Items from a data source:

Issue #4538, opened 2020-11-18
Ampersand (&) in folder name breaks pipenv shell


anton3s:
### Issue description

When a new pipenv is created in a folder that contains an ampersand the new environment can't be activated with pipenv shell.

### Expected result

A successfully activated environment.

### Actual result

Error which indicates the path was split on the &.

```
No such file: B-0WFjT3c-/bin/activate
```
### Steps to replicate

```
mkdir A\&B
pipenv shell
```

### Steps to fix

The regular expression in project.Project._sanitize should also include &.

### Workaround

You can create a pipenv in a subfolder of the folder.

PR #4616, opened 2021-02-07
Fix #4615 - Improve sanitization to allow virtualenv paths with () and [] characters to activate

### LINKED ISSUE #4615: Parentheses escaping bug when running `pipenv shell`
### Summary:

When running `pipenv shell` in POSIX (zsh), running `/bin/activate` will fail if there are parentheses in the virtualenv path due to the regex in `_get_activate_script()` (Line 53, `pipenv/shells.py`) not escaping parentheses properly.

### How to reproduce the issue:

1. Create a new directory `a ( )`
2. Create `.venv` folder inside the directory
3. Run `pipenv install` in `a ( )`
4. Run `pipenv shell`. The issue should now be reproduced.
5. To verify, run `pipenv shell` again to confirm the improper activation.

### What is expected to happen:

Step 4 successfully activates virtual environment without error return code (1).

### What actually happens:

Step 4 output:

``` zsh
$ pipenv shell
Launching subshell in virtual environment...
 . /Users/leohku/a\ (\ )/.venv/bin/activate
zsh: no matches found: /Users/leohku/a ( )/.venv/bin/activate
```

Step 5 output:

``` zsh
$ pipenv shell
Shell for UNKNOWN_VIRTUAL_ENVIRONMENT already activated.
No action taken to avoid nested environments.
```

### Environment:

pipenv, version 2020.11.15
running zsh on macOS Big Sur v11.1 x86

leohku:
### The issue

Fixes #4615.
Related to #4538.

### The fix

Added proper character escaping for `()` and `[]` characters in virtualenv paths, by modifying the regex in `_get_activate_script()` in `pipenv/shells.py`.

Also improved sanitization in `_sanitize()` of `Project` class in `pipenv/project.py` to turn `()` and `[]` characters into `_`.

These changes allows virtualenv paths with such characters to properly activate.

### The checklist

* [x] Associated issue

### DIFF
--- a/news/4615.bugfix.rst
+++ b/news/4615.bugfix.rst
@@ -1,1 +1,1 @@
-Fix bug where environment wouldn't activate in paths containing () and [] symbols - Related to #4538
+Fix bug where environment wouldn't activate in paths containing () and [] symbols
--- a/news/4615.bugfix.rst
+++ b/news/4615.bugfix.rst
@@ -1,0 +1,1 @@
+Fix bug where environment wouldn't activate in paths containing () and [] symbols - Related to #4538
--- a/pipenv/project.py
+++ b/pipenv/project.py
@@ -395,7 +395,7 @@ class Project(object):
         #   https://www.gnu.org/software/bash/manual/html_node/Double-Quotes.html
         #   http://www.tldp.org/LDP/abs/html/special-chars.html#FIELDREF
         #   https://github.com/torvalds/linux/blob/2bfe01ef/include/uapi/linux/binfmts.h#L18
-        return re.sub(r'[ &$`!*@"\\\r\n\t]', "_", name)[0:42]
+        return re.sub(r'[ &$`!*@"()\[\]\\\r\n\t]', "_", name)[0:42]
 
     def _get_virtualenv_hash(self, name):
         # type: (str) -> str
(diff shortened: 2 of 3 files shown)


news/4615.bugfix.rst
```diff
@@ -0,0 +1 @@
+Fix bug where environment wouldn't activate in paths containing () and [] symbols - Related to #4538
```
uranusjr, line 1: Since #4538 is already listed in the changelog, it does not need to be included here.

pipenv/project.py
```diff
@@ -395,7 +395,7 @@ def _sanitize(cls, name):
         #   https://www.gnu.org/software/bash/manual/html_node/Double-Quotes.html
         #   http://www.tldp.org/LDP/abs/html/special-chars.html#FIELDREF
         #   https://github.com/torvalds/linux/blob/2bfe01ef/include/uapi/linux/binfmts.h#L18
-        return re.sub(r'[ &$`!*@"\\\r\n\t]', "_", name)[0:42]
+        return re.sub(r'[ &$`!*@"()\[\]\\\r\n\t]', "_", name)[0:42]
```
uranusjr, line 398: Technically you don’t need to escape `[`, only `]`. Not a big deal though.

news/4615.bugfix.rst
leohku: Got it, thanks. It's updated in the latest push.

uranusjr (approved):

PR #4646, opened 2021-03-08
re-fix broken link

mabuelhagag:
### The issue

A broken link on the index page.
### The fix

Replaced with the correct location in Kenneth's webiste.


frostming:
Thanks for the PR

> Required action
When you have gone through the records above, say how many lines include the word "such", and write nothing besides that number.

> Result for this exercise
2